Task directions »
Reply with nothing but how many lines in the entries below include "tested".
- - - - - - -
PR #225, opened 2021-11-16
[EX-5009] Fix sliding panel test

mavmaf:
- `related-tags-stubs.factory.ts` have been modified in order to generate 12 RTs.
- doesn't seem necessary to modify `cy.wait(100)`
- Took advantage from the bug and added check for `sliding-panel-left-button`

## Motivation and context
Sliding panel e2e test is failing in Jenkins. Reproducible in local if CPU performance is slowdown x4.

## Type of change

- [x] `Main`
- [ ] Other. Specify:

## How has this been tested?

CPU performance have been slowdown x6 and test still passes.

## Checklist:

### DIFF
--- a/packages/x-components/src/__stubs__/related-tags-stubs.factory.ts
+++ b/packages/x-components/src/__stubs__/related-tags-stubs.factory.ts
@@ -9,7 +9,7 @@ import { RelatedTag } from '@empathyco/x-types';
  *
  * @internal
  */
-export function getRelatedTagsStub(amount = 9): RelatedTag[] {
+export function getRelatedTagsStub(amount = 12): RelatedTag[] {
   return Array.from({ length: amount }, (_, index) =>
     createRelatedTagStub('Related Tag', `Related Tag ${index + 1}`)
   );
--- a/packages/x-components/tests/e2e/cucumber/sliding-panel.feature
+++ b/packages/x-components/tests/e2e/cucumber/sliding-panel.feature
@@ -12,17 +12,14 @@ Feature: Sliding panel component
     Then  "right" sliding panel arrow is displayed
     And   only some related tags are visible
     When  "right" sliding panel arrow is clicked
-    And   wait for the movement of the elements inside the sliding panel
     Then  visible related tags have changed
     And   "both" sliding panel arrow is displayed
     And   only some related tags are visible
     When  "right" sliding panel arrow is clicked
-    And   wait for the movement of the elements inside the sliding panel
     Then  visible related tags have changed
     And   "left" sliding panel arrow is displayed
     And   only some related tags are visible
     When  "left" sliding panel arrow is clicked
-    And   wait for the movement of the elements inside the sliding panel
     Then  visible related tags have changed
 
     Examples:
--- a/packages/x-components/tests/e2e/cucumber/sliding-panel.feature
+++ b/packages/x-components/tests/e2e/cucumber/sliding-panel.feature
@@ -11,15 +11,19 @@ Feature: Sliding panel component
     When  "<query>" is searched
     Then  "right" sliding panel arrow is displayed
     And   only some related tags are visible
-    When  right sliding panel arrow is clicked
+    When  "right" sliding panel arrow is clicked
     And   wait for the movement of the elements inside the sliding panel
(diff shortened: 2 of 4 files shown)


packages/x-components/src/__stubs__/related-tags-stubs.factory.ts
```diff
@@ -9,7 +9,7 @@ import { RelatedTag } from '@empathyco/x-types';
  *
  * @internal
  */
-export function getRelatedTagsStub(amount = 9): RelatedTag[] {
+export function getRelatedTagsStub(amount = 12): RelatedTag[] {
```
javieri-empathy, line 12: Was the issue that there weren't enough related tags, and because of that the sliding panel wasn't able to perform a second scroll? That's what I've understood from the PR and from trying to break it myself, but I'm not sure I've got it right.

In any case I was also testing removing the `wait` just for fun, and slightly changing the `visible related tags have changed` allows us to do so. The change is just to use a `.should` inside the scroll `.then`, instead of another `then`, and  mappping the related tags there. This won't wait 100 ms, Cypress will keep re-executing the code until at least 1 related tag has changed or the 30s timeout happens.

```ts
Then('visible related tags have changed', () => {
  cy.getByDataTest('sliding-panel-scroll').then($scroll => {
    cy.getByDataTest('related-tag-item')
      .filter((_index, $element) => isElementVisible($element, $scroll.get(0)))
      .should($newRelatedTags => {
        const newRelatedTags = $newRelatedTags
          .map((_index, $relatedTag) => $relatedTag.textContent ?? '')
          .toArray();
        const areRelatedTagsDifferent = initialRelatedTags.some(relatedTag => !newRelatedTags.includes(relatedTag));
        expect(areRelatedTagsDifferent).to.be.true;
      });
  });
});
```

javieri-empathy (dismissed):

pmareke:
We have an error in the related tag spec file:

image

It should be 
`createRelatedTagStub('lego', 'bombero', { selected: true  }),`

packages/x-components/tests/e2e/cucumber/sliding-panel.feature
```diff
@@ -11,15 +11,19 @@ Feature: Sliding panel component
     When  "<query>" is searched
     Then  "right" sliding panel arrow is displayed
     And   only some related tags are visible
-    When  right sliding panel arrow is clicked
+    When  "right" sliding panel arrow is clicked
     And   wait for the movement of the elements inside the sliding panel
```
pmareke, line 15: If we use the Javi's approach we can remove the wait step and simplify a lot the scenario.

packages/x-components/tests/e2e/cucumber/sliding-panel.spec.ts
```diff
@@ -44,8 +44,8 @@ Then('{string} sliding panel arrow is displayed', (displayedArrows: string) => {
   }
 });
 
-When('right sliding panel arrow is clicked', () => {
-  cy.getByDataTest('sliding-panel-right-button').click();
+When('{string} sliding panel arrow is clicked', (direction: string) => {
+  cy.getByDataTest(`sliding-panel-${direction}-button`).click();
 });
 
 Then('wait for the movement of the elements inside the sliding panel', () => {
```
pmareke, line 51: Remove this wait, update the scenario and the `visible related tags have changed` step please.

packages/x-components/src/__stubs__/related-tags-stubs.factory.ts
pmareke: I'm not sure either as with 9 RTs still works.

pmareke (changes requested):

packages/x-components/src/__stubs__/related-tags-stubs.factory.ts
mavmaf: For what I have seen I don't even know why it is/was working with 9 RTs. When manually tested, with only one click in the `sliding-panel-right-button` the end of the RTs is reached, so why is a second click possible?

javieri-empathy (approved):

pmareke (approved):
- - - - - - -
The completed task »
2